BEGIN Data for processing
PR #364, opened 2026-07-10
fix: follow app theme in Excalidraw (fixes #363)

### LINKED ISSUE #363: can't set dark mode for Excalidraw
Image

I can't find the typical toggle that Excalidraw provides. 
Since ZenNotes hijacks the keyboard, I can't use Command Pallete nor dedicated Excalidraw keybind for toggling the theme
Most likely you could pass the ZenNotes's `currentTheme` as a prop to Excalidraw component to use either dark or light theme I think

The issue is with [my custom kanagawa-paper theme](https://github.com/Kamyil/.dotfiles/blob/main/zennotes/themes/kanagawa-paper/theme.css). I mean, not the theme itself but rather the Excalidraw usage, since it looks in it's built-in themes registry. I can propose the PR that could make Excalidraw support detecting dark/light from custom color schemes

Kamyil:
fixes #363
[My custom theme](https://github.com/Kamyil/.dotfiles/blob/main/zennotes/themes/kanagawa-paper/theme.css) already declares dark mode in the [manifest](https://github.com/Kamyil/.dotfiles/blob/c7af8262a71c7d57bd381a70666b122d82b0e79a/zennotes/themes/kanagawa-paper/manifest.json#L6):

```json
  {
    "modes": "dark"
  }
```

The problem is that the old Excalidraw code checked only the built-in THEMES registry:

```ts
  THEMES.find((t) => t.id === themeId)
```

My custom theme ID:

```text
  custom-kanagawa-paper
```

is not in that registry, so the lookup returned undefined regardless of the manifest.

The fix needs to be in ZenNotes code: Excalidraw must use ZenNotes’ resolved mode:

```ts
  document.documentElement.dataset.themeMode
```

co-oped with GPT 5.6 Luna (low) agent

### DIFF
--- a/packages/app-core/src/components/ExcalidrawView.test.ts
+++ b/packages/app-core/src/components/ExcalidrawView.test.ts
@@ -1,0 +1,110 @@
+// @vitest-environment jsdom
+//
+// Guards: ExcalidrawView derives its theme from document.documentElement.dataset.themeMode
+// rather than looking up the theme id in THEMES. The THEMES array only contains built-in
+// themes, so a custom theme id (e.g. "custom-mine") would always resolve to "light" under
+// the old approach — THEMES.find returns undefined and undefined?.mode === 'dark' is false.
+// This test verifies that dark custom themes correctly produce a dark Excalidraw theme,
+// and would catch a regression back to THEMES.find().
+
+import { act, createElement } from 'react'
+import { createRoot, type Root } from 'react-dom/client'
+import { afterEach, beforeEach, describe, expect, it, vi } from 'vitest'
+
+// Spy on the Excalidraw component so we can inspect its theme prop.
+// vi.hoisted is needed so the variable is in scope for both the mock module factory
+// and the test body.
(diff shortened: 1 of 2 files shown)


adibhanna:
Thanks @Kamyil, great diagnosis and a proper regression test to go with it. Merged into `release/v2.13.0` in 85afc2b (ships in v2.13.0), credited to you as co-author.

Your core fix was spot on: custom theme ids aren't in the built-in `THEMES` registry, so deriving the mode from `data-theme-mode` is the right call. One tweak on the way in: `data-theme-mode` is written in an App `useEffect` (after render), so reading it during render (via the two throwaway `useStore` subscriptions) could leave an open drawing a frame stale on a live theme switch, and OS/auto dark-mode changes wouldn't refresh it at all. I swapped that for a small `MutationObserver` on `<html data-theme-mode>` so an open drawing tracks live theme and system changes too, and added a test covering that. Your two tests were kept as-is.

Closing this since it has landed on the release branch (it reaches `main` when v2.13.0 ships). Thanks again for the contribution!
END Data for processing
BEGIN Data for processing
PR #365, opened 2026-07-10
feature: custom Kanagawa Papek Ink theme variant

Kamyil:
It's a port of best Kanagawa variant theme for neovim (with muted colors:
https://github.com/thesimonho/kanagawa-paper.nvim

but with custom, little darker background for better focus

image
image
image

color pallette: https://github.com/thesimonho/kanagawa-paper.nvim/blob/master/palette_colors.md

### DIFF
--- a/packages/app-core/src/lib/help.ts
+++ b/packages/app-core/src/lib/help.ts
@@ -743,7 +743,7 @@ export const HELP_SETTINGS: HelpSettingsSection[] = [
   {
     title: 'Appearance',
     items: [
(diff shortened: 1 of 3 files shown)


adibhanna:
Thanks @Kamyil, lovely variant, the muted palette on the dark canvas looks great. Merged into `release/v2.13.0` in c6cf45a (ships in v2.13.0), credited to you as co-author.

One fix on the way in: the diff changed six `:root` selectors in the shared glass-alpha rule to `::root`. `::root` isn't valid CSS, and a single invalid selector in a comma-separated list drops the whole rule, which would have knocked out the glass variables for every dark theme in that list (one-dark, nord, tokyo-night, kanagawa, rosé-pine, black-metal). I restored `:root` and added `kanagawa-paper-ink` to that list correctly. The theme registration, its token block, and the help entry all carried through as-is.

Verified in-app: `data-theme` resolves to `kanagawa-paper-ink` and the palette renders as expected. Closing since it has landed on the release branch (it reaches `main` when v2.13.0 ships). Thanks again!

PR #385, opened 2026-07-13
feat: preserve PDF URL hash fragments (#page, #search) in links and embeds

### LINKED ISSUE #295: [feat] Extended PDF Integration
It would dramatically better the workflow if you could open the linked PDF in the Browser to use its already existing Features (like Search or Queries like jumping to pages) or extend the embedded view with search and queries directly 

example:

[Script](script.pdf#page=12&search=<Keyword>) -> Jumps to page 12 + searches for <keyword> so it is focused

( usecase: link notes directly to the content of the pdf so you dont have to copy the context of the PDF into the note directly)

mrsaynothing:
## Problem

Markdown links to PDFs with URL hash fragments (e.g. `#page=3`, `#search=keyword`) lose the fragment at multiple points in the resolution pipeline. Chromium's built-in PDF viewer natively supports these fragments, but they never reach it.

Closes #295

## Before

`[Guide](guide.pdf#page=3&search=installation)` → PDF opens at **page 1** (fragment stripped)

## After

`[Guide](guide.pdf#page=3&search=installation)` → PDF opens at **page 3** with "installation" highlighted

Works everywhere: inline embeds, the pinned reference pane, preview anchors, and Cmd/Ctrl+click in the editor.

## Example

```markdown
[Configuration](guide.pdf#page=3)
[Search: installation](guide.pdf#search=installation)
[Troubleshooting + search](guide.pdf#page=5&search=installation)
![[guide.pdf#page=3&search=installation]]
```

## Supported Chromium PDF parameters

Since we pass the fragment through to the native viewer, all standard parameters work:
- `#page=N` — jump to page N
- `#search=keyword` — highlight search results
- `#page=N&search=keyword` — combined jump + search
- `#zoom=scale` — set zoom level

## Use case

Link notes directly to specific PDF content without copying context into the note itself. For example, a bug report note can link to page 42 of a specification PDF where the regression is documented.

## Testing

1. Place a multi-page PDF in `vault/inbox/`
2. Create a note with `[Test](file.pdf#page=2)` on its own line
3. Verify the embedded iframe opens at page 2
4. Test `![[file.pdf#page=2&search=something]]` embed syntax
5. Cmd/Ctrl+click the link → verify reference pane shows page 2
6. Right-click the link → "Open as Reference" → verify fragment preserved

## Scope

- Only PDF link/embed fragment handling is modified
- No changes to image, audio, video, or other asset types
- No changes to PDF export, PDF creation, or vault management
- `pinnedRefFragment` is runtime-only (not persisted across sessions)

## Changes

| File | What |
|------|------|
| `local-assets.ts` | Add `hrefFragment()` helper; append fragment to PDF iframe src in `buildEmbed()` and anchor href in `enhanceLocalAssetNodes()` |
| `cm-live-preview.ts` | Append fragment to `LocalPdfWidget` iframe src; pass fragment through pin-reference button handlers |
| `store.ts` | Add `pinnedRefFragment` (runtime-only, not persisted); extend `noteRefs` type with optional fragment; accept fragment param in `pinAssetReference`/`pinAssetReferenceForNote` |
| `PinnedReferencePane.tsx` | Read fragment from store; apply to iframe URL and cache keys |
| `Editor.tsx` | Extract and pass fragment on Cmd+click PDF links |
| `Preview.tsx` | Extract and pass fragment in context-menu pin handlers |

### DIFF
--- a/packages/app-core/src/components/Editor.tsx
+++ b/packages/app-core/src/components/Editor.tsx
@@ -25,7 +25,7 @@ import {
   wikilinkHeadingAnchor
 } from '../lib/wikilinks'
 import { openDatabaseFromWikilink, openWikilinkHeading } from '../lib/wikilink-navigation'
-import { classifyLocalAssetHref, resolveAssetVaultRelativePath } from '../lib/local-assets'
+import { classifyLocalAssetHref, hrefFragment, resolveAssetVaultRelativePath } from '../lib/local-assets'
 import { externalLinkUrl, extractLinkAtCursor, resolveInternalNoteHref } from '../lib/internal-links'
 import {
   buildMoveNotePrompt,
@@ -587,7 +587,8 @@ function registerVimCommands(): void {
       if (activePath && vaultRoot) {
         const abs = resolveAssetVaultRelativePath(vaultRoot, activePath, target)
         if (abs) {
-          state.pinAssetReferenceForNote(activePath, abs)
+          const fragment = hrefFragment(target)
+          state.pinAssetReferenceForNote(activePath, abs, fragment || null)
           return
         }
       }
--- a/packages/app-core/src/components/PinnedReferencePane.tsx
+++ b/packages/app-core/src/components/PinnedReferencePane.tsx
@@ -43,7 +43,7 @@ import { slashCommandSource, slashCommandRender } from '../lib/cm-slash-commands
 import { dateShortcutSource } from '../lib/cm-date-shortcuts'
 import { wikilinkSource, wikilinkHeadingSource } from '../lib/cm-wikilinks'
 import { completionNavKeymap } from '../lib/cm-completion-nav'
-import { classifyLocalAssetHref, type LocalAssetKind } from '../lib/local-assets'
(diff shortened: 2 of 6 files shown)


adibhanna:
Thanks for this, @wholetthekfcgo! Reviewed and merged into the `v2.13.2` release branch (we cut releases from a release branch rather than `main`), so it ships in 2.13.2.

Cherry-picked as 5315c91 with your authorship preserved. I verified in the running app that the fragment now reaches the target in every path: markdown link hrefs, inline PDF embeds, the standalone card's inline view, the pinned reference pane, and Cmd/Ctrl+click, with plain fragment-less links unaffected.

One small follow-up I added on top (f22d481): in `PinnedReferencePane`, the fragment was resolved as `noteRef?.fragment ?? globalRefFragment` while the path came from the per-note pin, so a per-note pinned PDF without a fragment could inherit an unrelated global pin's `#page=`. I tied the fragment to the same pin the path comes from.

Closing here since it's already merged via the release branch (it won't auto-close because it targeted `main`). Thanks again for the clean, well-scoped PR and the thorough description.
END Data for processing
- Exercise details: Look through the entries above and report each line where the string "fragments" occurs.

- Exercise result:
feat: preserve PDF URL hash fragments (#page, #search) in links and embeds
Markdown links to PDFs with URL hash fragments (e.g. `#page=3`, `#search=keyword`) lose the fragment at multiple points in the resolution pipeline. Chromium's built-in PDF viewer natively supports these fragments, but they never reach it.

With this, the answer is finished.